Frankfurter Gemeine Zeitung

Bundesbeauftragte für den Datenschutz und die Informationsfreiheit (BfDI) legt Tätigkeitsbericht zur Informationsfreiheit für die Jahre 2016 und 2017 vor – Was CDU und Grüne in Hessen daraus lernen können

 

Andrea Voßhoff erklärte bei der Vorlage ihres Tätigkeitsberichts, dass die erneute Steigerung der IFG-Anträge deutlich zeige, dass das Recht auf Informationszugang inzwischen zum „Werkzeugkoffer“ mündiger Bürger*innen in einer auf Offenheit, Diskurs und Partizipation angelegten Gesellschaft geworden ist. Der Staat sei nicht länger die unzugängliche Trutzburg, in der Verwaltungsinformationen „hinter Schloss und Riegel“ versteckt bleiben.

Und Hessen?

Hessen hat zwar seit 25.05.2018 ebenfalls ein Informationsfreiheitsgesetz, das Hessische Datenschutz- und Informationsfreiheitsgesetz (HDSIG). Wird in § 80 Abs. HDISG noch postuliert “Jeder hat (…) gegenüber öffentlichen Stellen Anspruch auf Zugang zu amtlichen Informationen”, werden unmittelbar danach in den §§ 81 – 84 HDISG eine Vielzahl von Ausnahmeregelungen postuliert.
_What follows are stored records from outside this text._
Issue #1342, opened 2026-05-28
Replace safety with an alternative solution


moe-ad:
As the title states. See #641 for more information.

PR #1498, opened 2026-08-24
feat: add uv audit in check vulnerability

### LINKED ISSUE #1458: extend check-vulnerarabilities with uv audit (experimental)
[Here](https://astral.sh/blog/uv-audit) is a blog post on `uv audit` and the associated roadmap can be found [here](https://github.com/astral-sh/uv/issues/18506). 

Given the status of `uv audit` (experimental) this might be something to opt-in.

>[!NOTE]
When I tried it, it was able to provide feedback on vulnerability that safety wasn't providing.

Extra: we should share uv sync operations can perform lightweight OSV-based lookup for previously-resolved malware. This can now be configured with `pyproject.toml` settings since [this PR](https://github.com/astral-sh/uv/pull/20587) and is available in `uv`'s versions above `v0.11.31`

SMoraisAnsys:
This PR allows users additionally run `uv audit` in `ansys/actions/check-vulnerabilities`.

While `uv audit` is still experimental, it can surface both known vulnerabilities and project risk signals (like adverse project status/malware-related checks). The current implementation also assumes that one has a `uv` lockfile available to avoid resolving the dependencies before checking them. If not, the action will fail. The current parsing is simple because the feature is still experimental.

If required (e.g. false positive), vulnerabilities can be ignored. For example, I get an expected failure when testing this branch in [here](https://github.com/ansys/pyaedt/actions/runs/32746581741/job/97874030688) and using
```
[tool.uv.audit]
ignore = ["PYSEC-2026-2132"]
```
allows the `uv audit` command to pass locally without failing.

Close #1458

---

>[!NOTE]
Even if they `safety` and `uv audit` do not use the same DB (PyUp Safety vs OSV), we might think about replacing the former with the latter to answer #1342, see also #641 for more information on this `safety` replacement topic. However, **projects without a lockfile would lose coverage entirely** so this might be for laterrrrrr. Maybe we could rediscuss that when the audit feature is no longer considered experimental ? :)


AlejandroFernandezLuces (commented):
This is a great addition, thanks for taking care of it! I have a question about this. What do you think of integrating the `uv audit` as a pre-commit hook rather than in the vulnerability action? Or maybe even having it in both places?

From my pov, it looks doable and potentially keeps the vulnerability from reaching public code, since users should have pre-commit installed in local generally.

check-vulnerabilities/action.yml
MaxJPRey, line 1: Do you think we could redirect uv audit output with `tee` rather than `> file 2>&1` so the log also appears in the Actions job output. Right now a failure summary is only visible after downloading the artifact.
You might have done it on purpose.

check-vulnerabilities/check_vulnerabilities.py
```diff
@@ -115,6 +118,44 @@ def check_vulnerabilities():
...
+        uv_audit_known_vulnerabilities = 0
+        uv_audit_adverse_project_statuses = 0
+
+        uv_audit_log_path = Path("info_uv_audit.log")
+        if not uv_audit_log_path.exists():
+            raise FileNotFoundError("Uv audit was enabled but 'info_uv_audit.log' is missing.")
+        else:
+            uv_audit_output = uv_audit_log_path.read_text(encoding="utf-8", errors="replace")
+
+            vulnerabilities_marker = "Vulnerabilities:"
```
MaxJPRey: I might be wrong here, but the `"Vulnerabilities:" ` marker parsing uses str.find on the raw log, which will also match that literal string if it ever appears earlier -for instance in inside a package description or a future header change- . 
We could anchor it to a line start with
` (re.search(r"(?m)^Vulnerabilities:\s*$", ...))`
to make it robust to uv output tweaks.

If you go with this, please double check the regex mentioned above 😄

check-vulnerabilities/action.yml
SMoraisAnsys: It was done on purpose, it can be activated with the correct input like the other outputs. If you use `hide-log=false` (`true` by default) then you can see it in the logs.

check-vulnerabilities/check_vulnerabilities.py
SMoraisAnsys: Good point, I've modified the code in a99b4295

check-vulnerabilities/action.yml
```diff
@@ -635,5 +710,7 @@ runs:
       if: inputs.upload-reports == 'true' || ( failure() && inputs.upload-reports == 'true' )
       with:
         name: vulnerability-results
-        path: ./info_*.json
+        path: |
+          ./info_*.json
+          ./info_uv_audit.log
```
ecoussoux-ansys: That's really a minor comment, but in order to upload the uv audit log file in case `upload-reports` is set to True, should you not first check if it exists, since the uv audit is optional and not enabled by default ?

Also maybe the name of that step could be updated to something like "Uploading safety and bandit results, as well as uv audit results if enabled".

ecoussoux-ansys (approved):
LGTM, just left a very minor comment.

check-vulnerabilities/action.yml
SMoraisAnsys: Step's name changed in 2b51684, thanks for pointing that out.
As for the file name being here or not, it's no a problem as if a file is not found the action only triggers a warning, see https://github.com/[actions/upload-artifact](https://github.com/actions/upload-artifact#inputs)#inputs. To avoid unwanted user warnings, I'll try to improve that in another commit. Thanks @ecoussoux-ansys

ecoussoux-ansys (commented):
Thanks for considering my previous comment @SMoraisAnsys !

That might not be relevant but I thought of something else: In the PR description you write that running uv audit assumes that a uv lock file is available.
I am not sure if the uv lock file is strictly needed to run the `uv audit`, but even if it's just the "recommended way", why do you prefer to assume this, rather than explicitly checking for its existence? In that case, if it appears to be missing a warning or an error could be raised and the "run uv audit checks" step could be skipped.

check-vulnerabilities/action.yml
```diff
@@ -613,6 +622,71 @@ runs:
...
         bandit ${CONFIGFILE} -r "${SOURCE_DIRECTORY}" -o info_bandit.json -f json --exit-zero
 
+    - uses: ansys/actions/_logging@main
+      if: ${{ inputs.use-uv-audit == 'true' }}
+      with:
+        level: "INFO"
+        message: >
+          Running uv audit security checks.
+
+    - name: "Detect uv audit malware-check config"
```
SMoraisAnsys, line 639: Add comment to highlight @ecoussoux-ansys 's comment on lock file detection.

check-vulnerabilities/action.yml
```diff
@@ -613,6 +629,71 @@ runs:
...
+      id: detect-uv-audit-malware-check
+      if: ${{ inputs.use-uv-audit == 'true' }}
+      shell: python
+      run: |
```
RobPasMue: We are trying to move the pure python logic to the python-utils folder if I am not mistaken. Could we move this there?

check-vulnerabilities/action.yml
```diff
@@ -613,6 +629,71 @@ runs:
...
+        with open(os.environ["GITHUB_OUTPUT"], "a", encoding="utf-8") as github_output:
+            github_output.write(
+                f"HAS_AUDIT_MALWARE_CHECK={'true' if has_audit_malware_check else 'false'}\n"
+            )
+
+    - name: "Suggest UV_MALWARE_CHECK fallback"
+      if: ${{ inputs.use-uv-audit == 'true' && steps.detect-uv-audit-malware-check.outputs.HAS_AUDIT_MALWARE_CHECK == 'false' }}
+      shell: bash
+      run: |
+        echo "::notice::Input use-uv-audit is enabled but malware-check is not set in pyproject.toml. A fallback UV_MALWARE_CHECK=1 will be used for uv audit. Consider adding malware-check to pyproject.toml to avoid this fallback."
```
RobPasMue: If we are selecting use-uv-audit (even if it was default) we should simply force the ``UV_MALWARE_CHECK=1`` option IMO and not simply rely on projects doing so

RobPasMue: This is a feature of the action we have ... so we simply force it. No need to announce it

check-vulnerabilities/action.yml
```diff
@@ -613,6 +629,71 @@ runs:
...
+        HAS_AUDIT_MALWARE_CHECK: ${{ steps.detect-uv-audit-malware-check.outputs.HAS_AUDIT_MALWARE_CHECK }}
+      run: |
+        ${ACTIVATE_VENV}
+
+        UV_AUDIT_LOG_PATH="info_uv_audit.log"
+        # If malware-check is not configured in pyproject.toml and no explicit env var
+        # was provided by the workflow, fallback to UV_MALWARE_CHECK=1 for this run.
+        if [[ "${HAS_AUDIT_MALWARE_CHECK}" != 'true' && -z "${UV_MALWARE_CHECK}" ]]; then
+          export UV_MALWARE_CHECK=1
+        fi
```
RobPasMue: Same, simply force the value

check-vulnerabilities/check_vulnerabilities.py
```diff
@@ -323,15 +361,25 @@ def check_vulnerabilities():
...
+
+    # Additional advisory checks for uv-audit
+    if UV_AUDIT_ENABLED:
+        print(f"Total 'uv audit' known vulnerabilities: {uv_audit_known_vulnerabilities}")
+        print(f"Total 'uv audit' adverse project statuses: {uv_audit_adverse_project_statuses}")
+        print("Note: 'uv audit' advisories may contain duplicates of 'safety' advisories.")
+        print("*****************************************************************************")
+        if uv_audit_vulnerability_details:
+            print("Uv audit vulnerabilities:\n")
+            print(uv_audit_vulnerability_details)
```
RobPasMue: I think we should integrate the reporting with the safety and bandit outputs... not as a separate stage of the report. Can you embed them in the proper location with the conditional usage?

moe-ad (approved):
@SMoraisAnsys shouldn't we document this for local runs, [similar to bandit and safety](https://actions.docs.ansys.com/version/stable/vulnerability-actions/index.html#check-vulnerabilities-action)?

I think we should. If you agree, we just need to update [`generate_advisory_files`](https://github.com/ansys/actions/blob/04a81b4d6c17739b20e2b77f550affa843f640d7/check-vulnerabilities/check_vulnerabilities.py#L388) with an initial run of `uv audit ...`, so that `info_uv_audit.log` will be generated. Otherwise, [this line](https://github.com/ansys/actions/blob/04a81b4d6c17739b20e2b77f550affa843f640d7/check-vulnerabilities/check_vulnerabilities.py#L128) would cause failure locally. And of course update the documentation section above.

Other than the above comments, the rest LGTM and I am approving.

check-vulnerabilities/action.yml
moe-ad: Doing this also means **detect-uv-audit-malware-check** step can be removed completely.

check-vulnerabilities/action.yml
```diff
@@ -630,10 +712,25 @@ runs:
           python "${GITHUB_ACTION_PATH}/check_vulnerabilities.py"
         fi
 
-    - name: "Uploading safety and bandit results"
+    - name: "Compute upload paths"
+      if: inputs.upload-reports == 'true' || ( failure() && inputs.upload-reports == 'true' )
```
MaxJPRey: The right side is a strict subset of the left side:
`failure() && inputs.upload-reports == 'true' `can never be true when `inputs.upload-reports == 'true'` alone is already `true`.
I think we can simplify by:
`if: ${{ always() && inputs.upload-reports == 'true' }}`

`always()` might be needed if you want the artifacts uploaded even after an early failure.

check-vulnerabilities/action.yml
```diff
@@ -630,10 +712,25 @@ runs:
           python "${GITHUB_ACTION_PATH}/check_vulnerabilities.py"
         fi
 
-    - name: "Uploading safety and bandit results"
+    - name: "Compute upload paths"
```
MaxJPRey: The current step always runs and builds a multi-line `UPLOAD_PATHS` even when uv-audit is disabled. We could drop the step and add  the conditional path directly in the artifact step.

check-vulnerabilities/action.yml
SMoraisAnsys: I'm fine with that, I used this approach cause I saw a recent PR with that kind of content and we also have it in multiple places. I'll handle that in a new commit, thanks for the remark :)

check-vulnerabilities/action.yml
SMoraisAnsys: Good point, I didn't think about allowing people to not activate it. It's more how the use of this check evolved and how it can now be configured :D I'll update that.

RobPasMue (approved):

doc/source/vulnerability-actions/index.rst
moe-ad, line 52: This section needs to be updated with `DEPENDENCY_CHECK_UV_AUDIT_ENABLED` right?

check-vulnerabilities/action.yml
```diff
@@ -613,6 +629,46 @@ runs:
...
+        level: "INFO"
+        message: >
+          Running uv audit security checks.
+
+    - name: "Detect uv audit malware-check config"
+      id: detect-uv-audit-malware-check
+      if: ${{ inputs.use-uv-audit == 'true' }}
+      shell: bash
+      run: |
+        python ${GITHUB_ACTION_PATH}/../python-utils/detect_uv_audit_malware_check.py
```
moe-ad, line 644: Maybe I am missing something, but my understanding is that both `UV_MALWARE_CHECK` env var and `audit.malware-check` in pyproject.toml are essentially just flags for turning on the malware scanning feature, right?

If so, then the `detect_uv_audit_malware_check.py` script shouldn't be require anymore since we want to force `UV_MALWARE_CHECK=1` in any case. You see what I mean?

python-utils/detect_uv_audit_malware_check.py
```diff
@@ -0,0 +1,72 @@
...
+    elif malware_check_value is False:
+        malware_check_output = "false"
+
+    with Path(os.environ["GITHUB_OUTPUT"]).open("a", encoding="utf-8") as github_output:
+        github_output.write(f"HAS_AUDIT_MALWARE_CHECK={'true' if has_malware_check else 'false'}\n")
+        github_output.write(f"AUDIT_MALWARE_CHECK_VALUE={malware_check_output}\n")
+
+
+if __name__ == "__main__":
+    main()
```
moe-ad, line 72: Based on my previous comment, the file shouldn't be needed.

doc/source/vulnerability-actions/index.rst
```diff
@@ -146,6 +147,16 @@ Documentation on how to address common vulnerabilities can be found in the
...
+.. note::
+
+   When the ``use-uv-audit`` option is enabled, ``uv audit`` runs **in addition** to
+   ``safety`` and ``bandit``. It checks the project's locked dependencies (via ``uv.lock``)
+   against the `OSV <https://osv.dev>`_ advisory database, and can also perform a
+   malware scan when ``malware-check`` is configured in ``[tool.uv.audit]`` (or via the
+   ``UV_MALWARE_CHECK=1`` environment variable as a fallback). If no such configuration is
+   found and the ``UV_MALWARE_CHECK`` environment variable is not set, the malware scan is performed
+   by default.
+
```
moe-ad, line 163: Based on my previous comment, this note's content will need to be updated (i.e. regarding `UV_MALWARE_CHECK` vs `audit.malware-check`)

moe-ad (commented):
I left a comment regarding `UV_MALWARE_CHECK` env variable vs `audit.malware-check` in pyproject.toml. Those two are essentially the same thing based on my understanding. So if we are already forcing `UV_MALWARE_CHECK=1`, then we shouldn't need to have any logic relating to detecting the value of `audit.malware-check`, right?

Unless I am misunderstanding something, in which case the PR should be good to go.

check-vulnerabilities/action.yml
SMoraisAnsys: You are totally right. I'm just keeping it around because if someone has already defined that value and it doesn't align with our will to force the check then, at least, they would be warned. From `uv`'s documentation I did read that env var behavior overrights the configuration in `pyproject.toml`.
I also think that teaching people about that potential parameter in the `pyproject.toml` can be beneficial if this audit ever reaches the precommit ecosystem :) Also, if the check is run locally, having the project set with the right config would avoid defining an environment variable.

I'm open to removing it if you don't think it brings enough value.

doc/source/vulnerability-actions/index.rst
SMoraisAnsys: Indeed, thanks for pointing that ! Addressed in [94f32d6](https://github.com/ansys/actions/pull/1498/commits/94f32d6af22878fdf17b39e6ccfc4c1e7d0b0ad2).

check-vulnerabilities/action.yml
moe-ad: There is indeed value in teaching people about it's existence.

My follow-up thought about this is then that if someone explicitly sets `malware-check = false`, I think we should at least respect it. Because we currently [don't](https://github.com/ansys/actions/blob/94f32d6af22878fdf17b39e6ccfc4c1e7d0b0ad2/check-vulnerabilities/action.yml#L658). That brings the additional value of giving folks a mechanism of influencing the audit process via the config, and that directly makes the existence of `detect_uv_audit_malware_check.py` even more justified. What do you think?

SMoraisAnsys: That was my original though and implementation but you guys convinced :p
Now that I'm convinced I would advocate that we keep using the malware check when users want to activate `uv audit` through our action. First, I'm not sure there is a good reason to deactivate it (I might be short sighted here). Second, if one really wants to have this behavior then one can simply use our default action behavior (without modifying the `use-uv-audit` input) and run a custom `uv audit` command.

Danach besteht u. a. kein Auskunftsanspruch gegenüber

  • Polizei und Verfassungsschutz;
  • Behörden und anderen öffentlichen Stellen der Gemeinden und Landkreise, wenn sie sich nicht per Satzung ausdrücklich dazu selbst verpflichten;
  • Schulen und Hochschulen, wenn es um Forschung, Lehre, Prüfungen und Benotungen geht und
  • den Industrie- und Handelskammern.

Die Forderung von Frau Voßhoff, dass der Staat nicht länger die unzugängliche Trutzburg sein dürfe, in der Verwaltungsinformationen „hinter Schloss und Riegel“ versteckt bleiben – in Hessen wird diese Forderung weiter missachtet. Weiterlesen »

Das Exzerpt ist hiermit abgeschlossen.